ShiftySpeech: A Large-Scale Synthetic Speech Dataset with Distribution Shifts

TL;DR

ShiftySpeech tackles the problem of synthetic speech detector robustness under distribution shifts by introducing a large-scale, controllable benchmark (over 3,000 hours across 7 source domains, 6 TTS systems, 12 vocoders, and 3 languages). It systematically analyzes generalization of state-of-the-art detectors using SSL-based features under diverse shifts, including vocoder choice, TTS, and cross-language scenarios. The results show substantial degradation in detection performance under tested distribution shifts, highlighting the relevance of shift-aware benchmarking and the need for robust, adaptable detectors. The work provides a practical framework and dataset to guide future development of detectors that remain effective in realistic, evolving deployment conditions.

Abstract

The problem of synthetic speech detection has enjoyed considerable attention, with recent methods achieving low error rates across several established benchmarks. However, to what extent can low error rates on academic benchmarks translate to more realistic conditions?
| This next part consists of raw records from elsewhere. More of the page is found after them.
PR #112, opened 2023-02-04
Fix incorrect reference counts upon `Gd` object initialization

### LINKED ISSUE #108: Converting RefCounted to Variant causes premature free
This code results in an unexpected panic:

```rust
eprintln!("new()");
let mut image = Image::new();
eprintln!("to_variant()");
let variant = image.to_variant();
eprintln!("drop()");
std::mem::drop(image);
eprintln!("try_from_variant()");
let image = Gd::<Image>::try_from_variant(&variant);
```

With `--features=trace`, I see this:

```
new()
to_variant()
drop()
Gd::drop   <godot_core::gen::classes::image::re_export::Image>
  Stat::dec   <godot_core::gen::classes::image::re_export::Image>
  +-- was last=true
try_from_variant()
  Stat::inc   <godot_core::gen::classes::image::re_export::Image>
thread '<unnamed>' panicked at 'as_ref_counted() on freed instance; maybe forgot to increment reference count?', godot-core/src/obj/gd.rs:373:9
```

In practice, while the training set is fixed at one point in time, test-time conditions may exhibit distribution shifts relative to the training conditions, such as changes in speaker characteristics, emotional expressiveness, language and acoustic conditions, and the emergence of novel synthesis methods. Although some existing datasets target subsets of these distribution shifts, systematic analysis remains difficult due to inconsistencies between source data and synthesis systems across datasets. This difficulty is further exacerbated by the rapid development of new text-to-speech (TTS) and vocoder systems, which continually expand the diversity of synthetic speech. To enable systematic benchmarking of model performance under distribution shifts, we introduce ShiftySpeech, a large-scale benchmark comprising over 3,000 hours of synthetic speech across 7 source domains, 6 TTS systems, 12 vocoders, and 3 languages. ShiftySpeech is specifically designed to evaluate model generalization under controlled distribution shifts while ensuring broad coverage of modern synthetic speech generation techniques. It fills a key gap in current benchmarks by supporting fine-grained, controlled analysis of generalization robustness. All tested distribution shifts significantly degrade detection performance of state-of-the-art detection approaches based on self-supervised features. Overall, our findings suggest that reliance on synthetic speech detection methods in production environments should be carefully evaluated based on anticipated distribution shifts.

Paper Structure

This paper contains 43 sections, 4 figures, 45 tables.

Figures (4)

  • Figure 1: Illustration of distribution shift in ShiftySpeech. Train–test mismatches can arise from differences in language, speaker, or recording conditions.
  • Figure 2: ShiftySpeech data generation pipeline illustrating three synthetic speech generation processes: text-to-speech (TTS), voice conversion (VC), and re-vocoding.
  • Figure 3: Average EERs reported with models trained on increasing number of speakers with HFG generated audio samples (LibriTTS, train-clean-360). For each dataset average EER on all 12 test vocoders are plotted. Test samples are also generated using HFG vocoder. aEER drops significantly when the number of speakers is increased to four. No significant performance gain was observed thereafter, for most cases.
  • Figure 4: Average EERs reported with models trained on increasing number of speakers with HFG generated audio samples (LibriTTS, train-clean-360). For each dataset average EER on all 12 test vocoders are plotted. Test samples are generated using PWG vocoder. aEER drops significantly when number of speakers are increased to four. No significant performance gain was observed thereafter, for most cases.